• **Work required**
Give the number of lines in the records below that include "MetaItem", and nothing more.

• **Available records**
Issue #797, opened 2017-03-02
Consider re-exporting derives from serde


dtolnay:
```rust
// serde/src/lib.rs
#[allow(unused_imports)]
#[macro_use]
extern crate serde_derive;
pub use serde_derive::*;
```

Apparently this works in Rust 1.15...

```rust
#[macro_use] // now gives you derive(Serialize, Deserialize)
extern crate serde;
```

dtolnay:
Having to re-enabled std is obnoxious for libraries that want to use serde without derive, like linked-hash-map.

```toml
serde = { version = "0.9", default-features = false, features = ["std"] }
```

PR #803, opened 2017-03-05
WIP: Use prom-attire for parsing attributes

Nemo157:
This was mostly done as a test of `prom-attire`'s feature set, if you don't want to pull in another dependency for this purpose feel free to close this PR.

There's three main things that need doing before this would not be a WIP, publishing a release of `prom-attire` (mostly just need to write examples and documentation for that), checking that all the error cases work correctly and give nice errors (mostly around parsing things like bounds from a string since that's handled in `prom-attire` now), and there's a whole lot of unreachable patterns generated in `prom-attire` that I need to fixup.

There's also one more pattern I want to add support for in `prom-attire`, `#[serde(default)]` and `#[serde(default = "thing")]`. Currently it's done via 2 fields of different types that share the same attribute name and because of the parsing order in `prom-attire` this works (and might be the source of unreachable patterns). I have to think how to extend the valueless syntax from just supporting `bool` to supporting other types.

### DIFF
--- a/serde_codegen_internals/Cargo.toml
+++ b/serde_codegen_internals/Cargo.toml
@@ -13,6 +13,7 @@ include = ["Cargo.toml", "src/**/*.rs", "README.md", "LICENSE-APACHE", "LICENSE-
 
 [dependencies]
 syn = { version = "0.11", default-features = false, features = ["parsing"] }
+prom-attire = { git = "https://github.com/Nemo157/prom-attire-rs" }
 
 [badges]
 travis-ci = { repository = "serde-rs/serde" }
--- a/serde_codegen_internals/src/attr.rs
+++ b/serde_codegen_internals/src/attr.rs
@@ -1,8 +1,6 @@
+use std::str::FromStr;
 use Ctxt;
 use syn;
-use syn::MetaItem::{List, NameValue, Word};
-use syn::NestedMetaItem::{Literal, MetaItem};
-use std::str::FromStr;
 
 // This module handles parsing of `#[serde(...)]` attributes. The entrypoints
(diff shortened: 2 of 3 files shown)


Nemo157:
Oh, one other feature for `prom-attire` that would make this a little simpler; allow specifying a function for parsing so the new-types implementing `FromStr` aren't needed (also, maybe remove the requirement for `std::error::Error` from the errors of these).

nox:
Is that similar to `procedural-masquerade` and `proc-macro-hack`? AFAIK this trick requires Rust 1.1(;

Nemo157:
This does require 1.15, but there's no tricks involved, `prom-attire` is simply a Macros 1.1 derive macro for generating attribute parsers. As I understand it from the 0.9.0 release notes `serde_derive`/`serde_codegen_internals` have migrated to being Rust 1.15+ only now.

nox:
> As I understand it from the `serde` 0.9.0 release notes `serde_derive`/`serde_codegen_internals` have migrated to being Rust 1.15+ only now.

Yes, but `serde` still needs to work with older Rust versions.

nox:
https://github.com/serde-rs/serde/blob/master/.travis.yml#L7

nox:
See also https://github.com/serde-rs/serde/issues/797.

Nemo157:
This only touches `serde_codegen_internals`. I assume any sort of re-export of `serde_derive` in `serde` would have to be Rust 1.15+ only as `proc_macro` would not be available in earlier versions.

dtolnay:
Thanks! I am happy with our current approach but this seems really useful for smaller proc macro crates that want to handle basic string and boolean attributes.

• **Task result**
2